Kenyans will no longer have to pay higher costs for goods as a result of inflation and other circumstances like the Russian invasion of Ukraine.
The World Bank emphasized that the cost of essential goods and other services will fall in 2023 in its Commodity Markets Outlook report from October 2022.
Despite the fall, demand for some of the important products could rise again the following year. Low supply could keep prices at 2022 levels.
In the wake of the post-pandemic demand boom, gasoline prices began to decline from their high, and the war in Ukraine redirected its expenses.
However, different supply conditions and contrasting trends will force fuel prices to modestly decline in 2023. Fuel costs are expected to stabilize further in 2024 as currencies throughout the world also begin to stabilize.
The World Bank report stated, in part, "Energy prices are forecast to decrease 11% in 2023 and another 12% in 2024, after soaring by an expected 60% in 2022.

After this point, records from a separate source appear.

PR #795, opened 2023-10-27
Added support for new page index formats

### LINKED ISSUE #794: Support new page index formats
https://forums.zotero.org/discussion/comment/446971/#Comment_446971

michalrentka:
Fixes #794


mvasilak (approved):
Looks good. 

Just a couple of questions.
In the decimal case, are we guaranteed that there won't ever be more than 3 decimal points by the API? 
Is there an edge case that the page index is a string of an integer, so converting it we might lose its actual type?

michalrentka:
> In the decimal case, are we guaranteed that there won't ever be more than 3 decimal points by the API? 

We round rect values for annotation position to 3 decimal points, so I applied the same logic, I don't think more precision will be needed, but I'll ask to be sure.

> Is there an edge case that the page index is a string of an integer, so converting it we might lose its actual
 type?

I don't think so, string page indices will probably contain some CSS values like `#content > div > div:first-child > div:nth-child(3)`, but I'll confirm to be sure.

PR #796, opened 2023-10-27
Hardcoded most used extension and mimetypes as possible crash fix

michalrentka:
There are numerous crashes with no real info in them, but they all seem to be processing translators in the background and the crash points to `mimeTypeFromExtension` being called, even though it's not specifically mentioned that it crashes there. We encountered similar issue with `extensionFromMimeType` a long time ago, so it might be worth a try to hard code most used values.


mvasilak (approved):
An interesting improvement in the future would be to have a bidirectional map, that could also be initialized from a configuration file. But for the time being 👌

PR #944, opened 2024-06-03
Pull to refresh for collections and libraries when split controller is collapsed

michalrentka:


Zotero/Extensions/Localizable.swift
```diff
@@ -538,8 +538,8 @@ internal enum L10n {
       internal static let cantDeleteAnnotations = L10n.tr("Localizable", "errors.pdf.cant_delete_annotations", fallback: "Can't delete annotations.")
       /// Can't update annotation.
       internal static let cantUpdateAnnotation = L10n.tr("Localizable", "errors.pdf.cant_update_annotation", fallback: "Can't update annotation.")
-      /// This document has been changed. You have to re-download it if you want to continue editing it.
-      internal static let documentChanged = L10n.tr("Localizable", "errors.pdf.document_changed", fallback: "This document has been changed. You have to re-download it if you want to continue editing it.")
+      /// This document has been changed on another device. Please reopen it to continue editing.
+      internal static let documentChanged = L10n.tr("Localizable", "errors.pdf.document_changed", fallback: "This document has been changed on another device. Please reopen it to continue editing.")
```
mvasilak, line 542: I've already commited this change to master, rebase before merging.

Zotero/Scenes/Master/Collections/Views/CollectionsViewController.swift
```diff
@@ -70,6 +78,19 @@ final class CollectionsViewController: UICollectionViewController {
                       .disposed(by: self.disposeBag)
     }
 
+    override func viewIsAppearing(_ animated: Bool) {
+        super.viewIsAppearing(animated)
+
+        if !isSplit {
```
mvasilak, line 84: This will add it even if in collapsed mode in iPad, but it will not remove it if it changes back to split mode. Probably it's ok though, no need to overthink it.

mvasilak (approved):

Zotero/Scenes/Master/Collections/Views/CollectionsViewController.swift
michalrentka: Yeah I thought about it but it's pretty hidden and I at least added it to `viewIsAppearing` so that it's removed at some point. Though even if you pull to refresh in split mode it's not the end of the world. I felt like observing the split/collapsed state change and updating based on that was unnecessary.

Zotero/Extensions/Localizable.swift
michalrentka: Done

PR #948, opened 2024-06-05
Add reset open item application shortcut

mvasilak:
Adds "Reset open item" static application shortcut, that can be used in the edge case where the app restores an item that immediately crashes. It can be selected by long tapping on the app icon.


dstillman:
This isn't ideal. Can we just detect a crash and reset state automatically?

michalrentka:
> This isn't ideal. Can we just detect a crash and reset state automatically? We shouldn't be exposing debug options on the app icon.

We discussed this. We can, but in some cases, users report that they just crash immediately instead of the Report ID alert popping up, which means that our crash reporter didn't catch the crash and it just crashes immediately again. So we decided this would be next best option, it's quite hidden, people probably won't even notice. I would just rename it to something like "Show all items" instead of "Reset open item"

dstillman:
Maybe just "My Library", which takes you to All Items in My Library?

michalrentka:
> Maybe just "My Library", which takes you to All Items in My Library? That will seem like a totally normal option.

Agreed, that's sounds fine to me.

michalrentka (approved):
Just change the title, otherwise looks good.

dstillman:
(If we wanted to actually make this a useful feature, we could even populate it with My Library + the names of the last 3 visited group libraries, if we're able to do that.)

dstillman:
Can we localize this string?

mvasilak:
Updated the shortcut title (localized), icon, and action to go to My Library/All Items. Adding actions for the last 3 visited group libraries is possible with dynamic application shortcuts, I'll open a separate issue for that.

michalrentka (approved):

PR #954, opened 2024-06-10
Fix annotation comment icon drawing

mvasilak:
Fixes issue mentioned in forum [post](https://forums.zotero.org/discussion/115061/ios-double-area-annotation-comment-icons)


michalrentka:
Does this also fix icons disappearing when annotation popup is opened? That looked weird too.

mvasilak:
No, it doesn't fix the selection disappearance, I can investigate this as well.

mvasilak:
@michalrentka the note icon disappears because for shape annotations (square, ink), when they are selected PSPDFKit redraws them in a separate `ShapeAnnotationView`, so that it can be resized or moved. However, this view doesn't take into account the overridden `SquareAnnotation` drawing methods. I'll ask PSPDFKit if there is a way to override this.

PR #966, opened 2024-06-24
Fix AttachmentDownloader URLSession memory leak

mvasilak:
If user signs out and signs in again, without terminating the app, their downloads are still handled by the leaked delegate, and cannot be finished.


michalrentka:
Can you also check other instances of `URLSession` usage? I see `URLSession` is initialized in `ExtensionViewModel` and `WebViewHandler`, so we should probably add invalidation there too?

michalrentka (approved):

mvasilak:
In these cases, there is no `URLSession` `delegate` set, therefore no potential leak.

PR #969, opened 2024-06-27
Improve transformed annotation removal

mvasilak:
There seems to be an edge case where removing a transformed annotation, throws undocumented PSPDFKit error `The removed annotation does not belong to the current document`, causing a crash. (Reported in forum [post](https://forums.zotero.org/discussion/115287/ios-crash-report-1677056178) and other submitted crashes.) Check in PR helps avoid that.

### DIFF
--- a/Zotero/Scenes/Detail/PDF/ViewModels/PDFReaderActionHandler.swift
+++ b/Zotero/Scenes/Detail/PDF/ViewModels/PDFReaderActionHandler.swift
@@ -1408,8 +1408,13 @@ final class PDFReaderActionHandler: ViewModelActionHandler, BackgroundDbProcessi
             }
             undoManager.enableUndoRegistration()
             undoController.recordCommand(named: nil, adding: finalAnnotations) {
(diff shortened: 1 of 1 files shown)


Zotero/Scenes/Detail/PDF/ViewModels/PDFReaderActionHandler.swift
```diff
@@ -1408,8 +1408,13 @@ final class PDFReaderActionHandler: ViewModelActionHandler, BackgroundDbProcessi
             }
             undoManager.enableUndoRegistration()
             undoController.recordCommand(named: nil, adding: finalAnnotations) {
-                // Remove may be superfluous, if those annotations are already removed by the undo, but it doesn't cause any issue.
-                document.remove(annotations: toRemove, options: [.suppressNotifications: true])
+                // Remove may be superfluous, if those annotations are already removed by the undo.
```
michalrentka, line 1411: That old comment didn't age well :)

michalrentka (approved):

PR #973, opened 2024-07-02
Fix Apple Pencil double-tap bug and add more tool switching functionality

slushydroplet:
1.) Fixes a bug where double tapping on the Apple Pencil could activate annotation mode without any UI change, mentioned here:

https://forums.zotero.org/discussion/105598/bug-ipad-douple-tapping-apple-pencil-activates-annotation-tools-outside-of-annotation-mode

https://forums.zotero.org/discussion/115677/ios-apple-pencil-double-tap-and-annotation-panel

2.) Adds more annotation tools and functionality to the Apple Pencil "Switch Between Current Tool and Last Used" double-tap mode. Currently, this mode ignores the eraser and also has no way to switch tools *off*. I've found that other PDF readers interpret this mode to include "no tool" as a switchable state (PDF Expert) so that users can double tap to activate and deactivate tools. Other PDF readers have a designated "hand" tool (Notability) that serves this purpose, but I don't think PSPDFKit supports this. The proposed functionality adds both the eraser and the unset tool states as switchable.

This second commit also makes some adjustments to distinguish between unset tool states happening in the course of normal work and those happening immediately after reopening a PDF or reactivating annotation mode. This is to ensure that a user's tool history is not overwritten in these situations since it is not a meaningful/deliberate use of the unset state.

This is unsolicited, so I understand if it isn't a priority to consider at this time. These changes just seemed too minor and too niche to ask someone else to work on. Thank you for all the work you do on this program 🙏

### DIFF
--- a/Zotero/Scenes/Detail/PDF/Views/PDFDocumentViewController.swift
+++ b/Zotero/Scenes/Detail/PDF/Views/PDFDocumentViewController.swift
@@ -830,6 +830,8 @@ extension PDFDocumentViewController: AnnotationStateManagerDelegate {
 
 extension PDFDocumentViewController: UIPencilInteractionDelegate {
     func pencilInteractionDidTap(_ interaction: UIPencilInteraction) {
+        guard self.parentDelegate?.isToolbarVisible == true else { return }
+    
         switch UIPencilInteraction.preferredTapAction {
         case .switchEraser:
             if let tool = self.pdfController?.annotationStateManager.state, tool != .eraser {
--- a/Zotero/Scenes/Detail/PDF/Views/PDFDocumentViewController.swift
+++ b/Zotero/Scenes/Detail/PDF/Views/PDFDocumentViewController.swift
@@ -37,8 +37,7 @@ final class PDFDocumentViewController: UIViewController {
     private let disposeBag: DisposeBag
     private let initialUIHidden: Bool
 
-    private static var toolHistory: [PSPDFKit.Annotation.Tool] = []
-    private static var disabledAnnotationTools: Bool = false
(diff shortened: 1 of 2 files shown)


mvasilak (changes requested):
Hey @slushydroplet, bug fix looks good, but can you improve the switching addition, by not adding another static variable (`disabledAnnotationTools`)? Either make it a local variable with a specific value upon initialization, or even better, use the existing static `toolHistory` e.g. as `toolHistory: [PSPDFKit.Annotation.Tool?]` to store `nil` to keep track of no tool selected (some minor modifications will be needed).

slushydroplet:
Thanks for the feedback @mvasilak – I adjusted `toolHistory` to include nil and made the modifications needed to make that work. It is definitely a more elegant approach!

The part about `disabledAnnotationTools` is trickier. The awkwardness here derives from (1) tools being added to `toolHistory` when they are switched away *from*, not *to*, and (2) how the unset state naturally occurs when reactivating annotation mode or switching PDFs. Together, they mean that users who customarily switch between two tools would necessarily overwrite one with nil every time they switch PDFs or move in/out of annotation mode.

To address this, I changed `toolHistory` to add tools at the point of selection, not departure. I removed `disabledAnnotationTools` as a static variable and replicated its function by adding an optional `noToolHistory` argument to the `toggle` function. With this, I can make it so that the function `disableAnnotationTools` doesn't improperly add a nil to the history when switching windows or turning off annotation mode. I think that fixes things, but let me know if I've erred or if things are unclear.

mvasilak (changes requested):

slushydroplet:
Thanks for the suggestions @mvasilak. I committed them, and they work as expected in tests.

mvasilak (approved):

PR #975, opened 2024-07-03
Performance improvements in PDF Viewer

michalrentka:
I cleaned up loading of annotations for pdf viewer so that we don't go through all annotations multiple times, which leads to some small-ish performance improvements. If we want to improve loading further we'd probably have to load annotations in batches instead of all at once.


mvasilak (approved):
Why was the rounding needed in the first place, and why is it not necessary now? Are just excess roundings removed?

michalrentka:
> Why was the rounding needed in the first place, and why is it not necessary now? Are just excess roundings removed?

API expects numbers to be rounded to 3 decimals and yes I removed excess roundings.

PR #979, opened 2024-07-10
Cache file MD5 and modification date by URL for app session

mvasilak:
There is a number of reported Hangs for version 1.0.39, when MD5 hashes are computed. These are re-computed every time a document appears as downloaded in a collection, or it is opened. Adding a simple session memory cache, can speed subsequent uses if the file has not been modified.

### DIFF
--- a/Zotero/Extensions/MD5+Url.swift
+++ b/Zotero/Extensions/MD5+Url.swift
@@ -53,7 +53,7 @@ func cachedMD5(from url: URL, using fileManager: FileManager) -> String? {
     } else {
         newModificationDate = .distantPast
     }
-    if let (cachedMd5, cachedModificationDate) = cachedMD5AndModificationDateByURL[url], newModificationDate <= cachedModificationDate {
+    if let (cachedMd5, cachedModificationDate) = cachedMD5AndModificationDateByURL[url], newModificationDate == cachedModificationDate {
         return cachedMd5
     }
     let md5 = md5(from: url)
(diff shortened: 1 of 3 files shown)


Zotero/Extensions/MD5+Url.swift
```diff
@@ -44,3 +44,23 @@ func md5(from url: URL) -> String? {
...
+
+var cachedMD5AndModificationDateByURL: [URL: (String, Date)] = [:]
+func cachedMD5(from url: URL, using fileManager: FileManager) -> String? {
+    let newModificationDate: Date
+    if let attributes = try? fileManager.attributesOfItem(atPath: url.path), let modificationDate = attributes[.modificationDate] as? Date {
+        newModificationDate = modificationDate
+    } else {
+        newModificationDate = .distantPast
+    }
+    if let (cachedMd5, cachedModificationDate) = cachedMD5AndModificationDateByURL[url], newModificationDate <= cachedModificationDate {
```
michalrentka, line 56: It shouldn't matter, but why `newModificationDate <= cachedModificationDate`? Why not equality only?

michalrentka (approved):

Zotero/Extensions/MD5+Url.swift
mvasilak: Hmmm, you are right, to be on the safe side, any change should be enough for recomputing the hash. Check https://github.com/zotero/zotero-ios/pull/979/commits/82c0443562bee4ba13578f5e89f18b5cee244472

Maybe we should add a size comparison as well?

michalrentka: I guess if the size changes the modification date should change as well, so it might be redundant. But it wouldn't hurt anyone.

PR #980, opened 2024-07-13
Fix group owner permissions

mvasilak:
Fixes missing permissions for owners, when only admins have metadata or file editing.

### DIFF
--- a/Zotero/Controllers/Database/Requests/StoreGroupDbRequest.swift
+++ b/Zotero/Controllers/Database/Requests/StoreGroupDbRequest.swift
@@ -56,7 +56,7 @@ struct StoreGroupDbRequest: DbRequest {
             canEditFiles = true
 
         default:
-            canEditFiles = false
+            canEditFiles = (response.data.owner == userId)
         }
 
         group.name = response.data.name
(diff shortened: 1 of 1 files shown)


Zotero/Controllers/Database/Requests/StoreGroupDbRequest.swift
```diff
@@ -50,7 +50,7 @@ struct StoreGroupDbRequest: DbRequest {
             canEditFiles = false
 
         case "admins":
-            canEditFiles = (response.data.admins ?? []).contains(userId)
+            canEditFiles = (response.data.admins ?? []).contains(userId) || (response.data.owner == userId)
```
michalrentka, line 53: @mvasilak Dan mentioned that `owners, like admins, always have libraryEditing, and they have fileEditing unless the group itself doesn't allow fileEditing`. So `owner == userId` shouldn't automatically enable file editing? I think we had it like this before and I changed it to this some time ago.

mvasilak: You are right, check https://github.com/zotero/zotero-ios/pull/980/commits/87123f6686dc87dd1029b54cbfa756239e116cfe

michalrentka (approved):

PR #983, opened 2024-07-17
Add collection remove downloads action

### LINKED ISSUE #981: Remove selected attachments
https://forums.zotero.org/discussion/95117/zotero-6-ios-batch-remove-downloaded-pdf#latest

mvasilak:
* Adds `Remove Downloads` action in collection context menu, when the collection has items. Similar to `Download Attachments` action, it doesn't explicitely check if there are any attachments already downloaded, it just checks for collection items count. This action is placed 2nd in the menu, after `Download Attachments`. For `Trash` it is placed 1st, as non-destructive.
* Adds `Remove downloads for selected items` action in items toolbar. To differentiate from `Move selected items to trash` the icon  `arrow.down.circle.dotted` is used.

Perhaps we should consider using the same icon, either a system or a custom one, for all actions that remove downloads.
Additionally, since we allow to remove downloads for selected items, maybe we should also allow to download attachments for selected items? If the toolbar gets too populated though, maybe we should consider a more button that presents a menu with the additional actions.

Closes #981

### DIFF
--- a/Zotero/Assets/en.lproj/Localizable.strings
+++ b/Zotero/Assets/en.lproj/Localizable.strings
@@ -533,6 +533,7 @@
 "accessibility.items.restore" = "Restore selected items";
 "accessibility.items.duplicate" = "Duplicate selected item";
 "accessibility.items.share" = "Share selected items";
+"accessibility.items.remove_downloads" = "Remove downloads for selected items";
 "accessibility.item_detail.download_and_open" = "Double tap to download and open";
 "accessibility.item_detail.open" = "Double tap to open";
 "accessibility.pdf.sidebar_open" = "Open sidebar";
--- a/Zotero/Assets/en.lproj/Localizable.strings
+++ b/Zotero/Assets/en.lproj/Localizable.strings
@@ -533,6 +533,7 @@
 "accessibility.items.restore" = "Restore selected items";
 "accessibility.items.duplicate" = "Duplicate selected item";
 "accessibility.items.share" = "Share selected items";
+"accessibility.items.download_attachments" = "Download attachments for selected items";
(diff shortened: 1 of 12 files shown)


michalrentka (approved):

michalrentka:
> * Adds `Remove Downloads` action in collection context menu, when the collection has items. Similar to `Download Attachments` action, it doesn't explicitely check if there are any attachments already downloaded, it just checks for collection items count. This action is placed 2nd in the menu, after `Download Attachments`. For `Trash` it is placed 1st, as non-destructive.
> * Adds `Remove downloads for selected items` action in items toolbar. To differentiate from `Move selected items to trash` the icon  `arrow.down.circle.dotted` is used.
> 
> Perhaps we should consider using the same icon, either a system or a custom one, for all actions that remove downloads. Additionally, since allow to remove downloads for selected items, maybe we should also allow to download attachments for selected items? If the toolbar gets too populated though, maybe we should consider a more button that presents a menu with the additional actions.
> 
> Closes #981

I agree having 2 icons for "delete item" and "delete attachment" would be great. 

I'd say download selected actions is unnecessary. It's simpler to just start tapping items you want downloaded. Most people will probably download the whole collection anyway. But removing attachments can benefit from this because currently you have to long press each attachment and then tap to delete it.

dstillman:
You're saying this adds an option to remove downloads for selected items without their being an option to download files for selected items? I don't think that makes sense. Managing storage is a much more advanced task than just wanting files available offline, and you can always purge all files or (after this) purge all files for a given collection. So I think we want to either add both as multi-select options or only the download option.

michalrentka (approved):

PR #987, opened 2024-07-18
Add highlight annotation transformation for overlapping lines

### LINKED ISSUE #984: Avoid overlapping highlighting with tighter line spacing
https://forums.zotero.org/discussion/comment/468295/#Comment_468295

I assume this is an issue for PSPDFKit, but the desktop one seems arguably more correct.

mvasilak:
Transforms highlight annotation that are added by a user in the device, if there are overlapping line rects, by trimming equidistantly.

Closes #984

### DIFF
--- a/Zotero/Scenes/Detail/PDF/ViewModels/PDFReaderActionHandler.swift
+++ b/Zotero/Scenes/Detail/PDF/ViewModels/PDFReaderActionHandler.swift
@@ -1547,7 +1547,8 @@ final class PDFReaderActionHandler: ViewModelActionHandler, BackgroundDbProcessi
                             trimmedRects.append(currentRect)
                             continue
                         }
-                        let trim = intersection.height / 2
+                        // Each rect is trimmed by half the intersection height, plus 0.25 to have a small gap between the lines.
+                        let trim = (intersection.height / 2) + 0.25
                         let previousTrimmedRect = CGRect(x: previousRect.minX, y: previousRect.minY + trim, width: previousRect.width, height: previousRect.height - trim)
                         let currentTrimmedRect = CGRect(x: currentRect.minX, y: currentRect.minY, width: currentRect.width, height: currentRect.height - trim)
                         trimmedRects.removeLast()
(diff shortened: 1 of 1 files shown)


michalrentka (approved):

Zotero/Scenes/Detail/PDF/ViewModels/PDFReaderActionHandler.swift
```diff
@@ -1547,7 +1547,8 @@ final class PDFReaderActionHandler: ViewModelActionHandler, BackgroundDbProcessi
                             trimmedRects.append(currentRect)
                             continue
                         }
-                        let trim = intersection.height / 2
+                        // Each rect is trimmed by half the intersection height, plus 0.25 to have a small gap between the lines.
+                        let trim = (intersection.height / 2) + 0.25
```
michalrentka, line 1551: I'm not against this hard coded value, but does it work for all/most documents? What about different font sizes or such?

michalrentka (approved):

Zotero/Scenes/Detail/PDF/ViewModels/PDFReaderActionHandler.swift
mvasilak: It's in the annotation's normalized PDF coordinates space, so it shouldn't be affected by font sizes. The goal is to have just a small gap, so that rects do not be viewed as a seamless block, but probably we don't want it to be in relation to the rects' height, as a larger part of the text glyphs ascenders/descenders may get out of the rect. In any case, I'll test with more documents first.

mvasilak: Fixed gap size works well for different font spaces. 

While testing, I found some edge cases, when the whole page is selected, due to the way PSPDFKit sorts the selection rects. Specificallly, it might place a rect on top, especially if it is centered on page, between two consecutive line rects that are on the page footer, resulting on skipping an overlap. Since this is a contrived selection to annotate, I'd argue that we shouldn't concern ourselves for now, unless we have reports from users.

michalrentka: Sounds good, feel free to merge.

Issue #476, opened 2023-02-20
Option for Error internal Details in ProblemDetails [For Discussion]


predic8:
Alternatives

<router mode="dev|prod">

<router suppressInternalErrors="yes">

See SOAPStacktraceFilter

predic8:
Default should be development

rrayst:
set `@Required` on the option for 5.1.0?

PR #477, opened 2023-02-20
Documentation fixes, typos, Javascript Plugin Error Logs

predic8:


core/src/main/java/com/predic8/membrane/core/lang/AbstractScriptInterceptor.java
```diff
@@ -69,7 +70,15 @@ protected Outcome runScript(Exchange exc, Flow flow) throws InterruptedException
...
         Message msg = getMessage(exc, flow);
 
-        Object res = script.apply(getParameterBindings(exc, flow, msg));
+        Object res;
+        try {
+            res = script.apply(getParameterBindings(exc, flow, msg));
+        } catch (Exception e) {
+            Map<String,Object> details = new HashMap<>();
+            details.put("message","See logs for details.");
+            exc.setResponse(createProblemDetails(500, "/internal-error", "Internal Server Error", details));
```
rrayst, line 79: shouldn't this be something like `createProblemDetails(500, "/scripting-error"` ?

predic8: I also thought about that. But do we want to expose internals to the outside, like the fact that there is a script?

rrayst: So it's related to #476 ...

rrayst (approved):

PR #495, opened 2023-03-03
Redundancy reduction

bridgerdier:
Selectively applied IntelliJ Suggestions to remove redundant code constructs


core/src/main/java/com/predic8/membrane/core/kubernetes/KubernetesWatcher.java
```diff
@@ -87,8 +87,8 @@ private KubernetesClient getClient() {
 
     private Optional<KubernetesValidationInterceptor> findK8sValidatingInterceptor() {
         return router.getRules().stream()
-                .filter(rule -> rule.getInterceptors() != null)
                 .map(rule -> rule.getInterceptors())
+                .filter(interceptors -> interceptors != null)
```
predic8, line 91: One line might be a duplicate:

.filter(interceptors -> interceptors != null)
.filter( i -> i != null)

predic8 (dismissed):

predic8 (approved):

PR #496, opened 2023-03-04
Fix permission error in FileUtilTest

bridgerdier:
Test attempted to create a temp file at "/tmptest.tmp", resulting in a permission error. Added path separator to temp file path


bridgerdier:
Alternatively, use java.nio.file.Files.createTempFile

predic8 (approved):
Thanks

PR #524, opened 2023-04-15
Fix for Return from Groovy Interceptor with GraalVM Value

predic8:


predic8:
There are also some minor improvements reqarding documentation and samples

rrayst (approved):

PR #542, opened 2023-05-25
A Option to verify config file and shutdown afterwards

bridgerdier:


predic8 (commented):
Can you rename the parameter to -t to make it more consistant to the others?

rrayst (approved):

PR #557, opened 2023-05-31
recursively kill all children of spawned process instead of shell magic

bridgerdier:
if it works as expected, Process2 can be significantly simplified afterwards (startCommand)


predic8 (approved):
Looks always nice when there are more deletions than adds :-)

PR #571, opened 2023-06-02
improved Embedding java example

christiangoerdes:


distribution/examples/embedding-java/pom.xml
```diff
@@ -5,7 +5,32 @@
...
     <version>1.0-SNAPSHOT</version>
 
+    <build>
+        <plugins>
+            <plugin>
+                <groupId>org.apache.maven.plugins</groupId>
+                <artifactId>maven-compiler-plugin</artifactId>
+                <version>3.1</version>
+                <configuration>
+                    <source>7</source>
```
predic8: Change to Java 8

distribution/examples/embedding-java/src/main/java/com/predic8/membrane/api/AddMyHeaderInterceptor.java
```diff
@@ -26,16 +26,11 @@
  * @author Oliver Weiler
  */
 public class AddMyHeaderInterceptor extends AbstractInterceptor {
-    private static final Logger log = Logger.getLogger(AddMyHeaderInterceptor.class);
-
     @Override
     public Outcome handleRequest(Exchange exchange) {
-        log.info(exchange.getRequest().getHeader().getUserAgent());
-
+        System.out.println(exchange.getRequest().getHeader().getUserAgent());
```
predic8: Use logger instead of print

distribution/examples/embedding-java/src/main/java/com/predic8/membrane/api/EmbeddingJava.java
```diff
@@ -40,16 +42,20 @@ public static void main(String[] args) throws Exception {
         String path = ".*";
         int listenPort = 4000;
 
-        // The API should listen to GET requests on port 4000 with any path from any host
         ServiceProxyKey key = new ServiceProxyKey(hostname, method, path, listenPort);
+        key.setMethod(method);
```
predic8, line 46: Is it needed to set the key and method when you are passing them in the constructor

predic8: Can you exchange the ServiceProxyKey with an APIProxyKey? There should be one I guess.

predic8 (changes requested):

PR #590, opened 2023-06-07
Added example for jsonProtectionInterceptor

t-burch:


distribution/examples/json-protection/requests.bat
```diff
@@ -0,0 +1,49 @@
+@echo off
+
+echo --------- Valid Request ---------
+echo.
+curl -d @requests/valid.json localhost:2000 | python -m json.tool
```
predic8: Take out python use beautifier Interceptor instead

predic8 (changes requested):

predic8 (approved):

PR #619, opened 2023-06-15
use CVN to keep RPM spec up to date

bridgerdier:
Update ConsistentVersionNumbers to handle RPM spec as well


bridgerdier:
Additional change coming up

rrayst (approved):

Issue #622, opened 2023-06-16
Json-protection should ignore new lines 


christiangoerdes:
Prettified JSON and minimized JSON have different string lengths, even though whitespace is ignored

PR #623, opened 2023-06-16
implemented JsonProtectionTest

christiangoerdes:
Note: First test not working because:  #622


predic8 (changes requested):
Refactor the test to a parametrized test:

See:
https://www.tutorialspoint.com/junit/junit_parameterized_test.htm

Specify the filename and the expected outcome:

valid.json 200
max_tokens.json 400

predic8 (approved):

predic8:
size counts the bytes send. If there are a lot of whitespaces, the protection will kick in earlier. Thats ok. The test should be go through.

PR #632, opened 2023-06-18
Codeql fixes

predic8:


bridgerdier (approved):
Does the job, but I still think counting interceptors in a stream is more explicit.

predic8:
Thanks. You are right. Just wanted the codeql check to go through.

PR #636, opened 2023-06-18
Openapi rewritter 601

predic8:


core/src/main/java/com/predic8/membrane/core/util/URI.java
rrayst, line 1: The changes do not fit to the class comment "Same behavior as java.net.URI".

rrayst (changes requested):

core/src/main/java/com/predic8/membrane/core/util/URI.java
rrayst: e.g. `getPort()` as proposed has different semantics from `java.net.URI.getPort()`.

rrayst: Using non-standard semantics on a class called `URI` might be quite confusing to most Java Developers.

rrayst (approved):

PR #1863, opened 2025-05-09
Implement expression support in Target

t-burch:


core/src/main/java/com/predic8/membrane/core/proxies/AbstractServiceProxy.java
```diff
@@ -183,6 +206,24 @@ public String getMethod() {
...
+        public ExchangeExpression getExchangeExpression() {
+            return exchangeExpression;
+        }
+
+        public ExchangeExpression.Language getLanguage() {
+            return language;
+        }
+
+        /**
+         * @description the language of the 'test' condition
```
predic8: test cond.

The report continued, "Key drivers of the projection include slower global growth and decreased natural gas demand as families and business cut use.
Transport and Electricity
The World Bank predicted that in 2023, the cost of transportation and power would decrease. They cited a decline in fuel prices and currency stabilization as the causes of the cost retreat.
"There are several uncertainties to the picture, particularly on the supply side.
However, it issued a warning: "First, production in the United States could disappoint as producers favor returning cash to shareholders over boosting output, and rising input costs restrain new investment."
As a result of evaluations carried out by the Energy Petroleum and Regulatory Authority, the price of tokens has grown during the past two months (EPRA).
It predicted that agricultural prices would fall by 5% in 2023 before leveling off in 2024.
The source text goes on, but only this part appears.